Dans la journée, à nous intimement, par les ombres du parc, le poète contait, en traînant un peu la jambe, son lamento de journaliste et de tourneur de meule, et sa muse exubérante et débordante, emprisonnée dans l’Officiel, condamnée à ne peindre que des murs, ou encore, disait-il, je ne peux pas dire qu’il y a un mot comme m…, écrit dessus.

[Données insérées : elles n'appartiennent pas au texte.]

PR #3842, opened 2025-07-24
LF-4897 Make final adjustments on URI irrigation prescriptions: rounding, date filtering, and farm filtering

kathyavini:
**Description**

This PR includes two minor frontend adjustments:
- applying `roundToTwo()` on the data in the IP table (soil moisture content + application depth)
- showing only today + future IPs in the IP table using `selectFromResult` on the list GET

On the backend, the changes are also minor but across more files:
- updates to the types for the new properties (`system_id`, `system_name`, and `farm_id`) being given to us
- a minor adjustment to the filtering on `farm_id` and `location_id` on the list GET returns (used in notifications `useGetIrrigationPrescriptionsQuery`)

The new filtering is definitely better because it queries the db for `farm_id` and active (non-deleted) locations in one pass instead of within a loop per prescription... but I realized when looking at this that _asking Ensemble to return the `farm_id` was totally unnecessary_ 😬 We could always have just limited our search of locations to the controller-defined `farm_id`, regardless of whether this is a property Ensemble returned. In the end we don't even need to use the Ensemble property... oops!

Jira link: https://lite-farm.atlassian.net/browse/LF-4897

**Type of change**

**How Has This Been Tested?**

- [ ] Passes test case
- [ ] Other (please explain)

**Checklist:**

### DIFF
--- a/packages/webapp/src/containers/LocationDetails/LocationIrrigation/useIrrigationPrescriptions.ts
+++ b/packages/webapp/src/containers/LocationDetails/LocationIrrigation/useIrrigationPrescriptions.ts
@@ -34,7 +34,9 @@ export default function useIrrigationPrescriptions(location?: Location) {
   const { prescriptionList = [] } = useGetIrrigationPrescriptionsQuery(undefined, {
     selectFromResult: ({ data }) => ({
       prescriptionList: data?.filter(
-        (prescription) => prescription.recommended_start_date >= today,
+        (prescription) =>
+          prescription.recommended_start_date >= today &&
+          prescription.location_id === location.location_id,
       ),
     }),
   });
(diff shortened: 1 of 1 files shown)


packages/webapp/src/containers/LocationDetails/LocationIrrigation/useIrrigationPrescriptions.ts
```diff
@@ -29,12 +29,20 @@ export default function useIrrigationPrescriptions(location?: Location) {
     return [];
   }
 
-  const { data = [] } = useGetIrrigationPrescriptionsQuery();
+  const today = new Date().toISOString().split('T')[0];
+
+  const { prescriptionList = [] } = useGetIrrigationPrescriptionsQuery(undefined, {
+    selectFromResult: ({ data }) => ({
+      prescriptionList: data?.filter(
+        (prescription) => prescription.recommended_start_date >= today,
```
SayakaOno: Could the filter on line 46 be combined with this one?
I'm still figuring out when it's better to filter inside the query vs outside...

kathyavini: Thank you!!

> I'm still figuring out when it's better to filter inside the query vs outside...

I think `selectFromResult` is the ideal place to filter. (Although granted I think in a component like this it doesn't matter _too_ much because I don't think the memoizing is super necessary?) But I've been totally guilty of not using it! I think you set up the other two we have in the codebase already 🙏  I want to try to use it more!

PR #3845, opened 2025-07-31
LF-4905: Cannot complete animal movement task

SayakaOno:
**Description**

Fix backend to accept empty string `""` for `other_purpose` when completing animal movement tasks.
- Update `AnimalMovementTaskPurposeRelationshipModel` to remove `other_purpose` `minLength` to allow `""`
- Fix `createMovementTaskForReqBody` function used for testing movement task completion
- Pre-commit flagged unused variables in the test file, so I removed them. The rest of the diffs are from the auto-formatting 🙏 

Jira link: https://lite-farm.atlassian.net/browse/LF-4905

**Type of change**

**How Has This Been Tested?**

- [x] Passes test case
- [ ] Other (please explain)

**Checklist:**

### DIFF
--- a/packages/api/tests/animalTask.test.js
+++ b/packages/api/tests/animalTask.test.js
@@ -17,12 +17,11 @@ import chai from 'chai';
 import chaiHttp from 'chai-http';
 
 chai.use(chaiHttp);
-import server from '../src/server.js';
 import knex from '../src/util/knex.js';
 
 jest.mock('jsdom');
 jest.mock('../src/middleware/acl/checkJwt.js', () =>
-  jest.fn((req, res, next) => {
+  jest.fn((req, _res, next) => {
     req.auth = {};
     req.auth.user_id = req.get('user_id');
     next();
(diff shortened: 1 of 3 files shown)


packages/api/tests/animalTask.test.js
```diff
@@ -68,15 +64,11 @@ const createFakeMovementTask = (purposeRelationships) => {
...
 
-const createMovementTaskForReqBody = (purposeIds, otherPurpose) => {
-  const animalMovementTask = {};
-
-  if (purposeIds) {
-    animalMovementTask.purpose_ids = purposeIds;
-  }
-  if (otherPurpose) {
-    animalMovementTask.other_purpose = otherPurpose;
-  }
```
SayakaOno, line 79: The test "should complete a movement task with deleting other_purpose" should have caught the bug. This function was treating `""` as `undefined`, dropping it; I updated it so it preserves both `null` and `""`.

kathyavini:
I don't think we actually want to preserve an empty field as `""` in the database the way it's sent over in the request now. There's not a huge amount of other purpose data on prod, but an un-filled "other purpose" has been always been `null` so far, and I think that's our preference anyway for skipped fields.

Could we instead use `checkAndTrimString()` on the `other_purpose` field within `formatAnimalMovementTaskForDB` instead of removing the min length from model?

SayakaOno:
Thank you Joyce, it's much cleaner now!! 🙏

— « Qui sait ! reprenait-il, c’est peut-être le pain sur la planche qui m’a manqué, pour être un des quatre grands noms du siècle… Pourquoi n’aurais-je pas atteint Hugo ? Eh bien ! il y a des jours où cela mélancolifie… Mais la pâtée ! Voilà trente ans que je la donne tout autour de moi. Mon père, mes sœurs, mes enfants, j’ai fait vivre tout ça… Ma fortune, ce n’est pas pour faire le piteux avec vous, vous comprenez ? Mais j’ai trois louis là-haut et il y a cent quarante francs à la maison, pour qu’ils vivent… Si j’avais le malheur d’être malade quinze jours, eh bien ! ça irait encore, en déménageant la maison… Mais si la maladie durait six semaines, il faudrait que j’aille à l’hospice Dubois, comme les autres. »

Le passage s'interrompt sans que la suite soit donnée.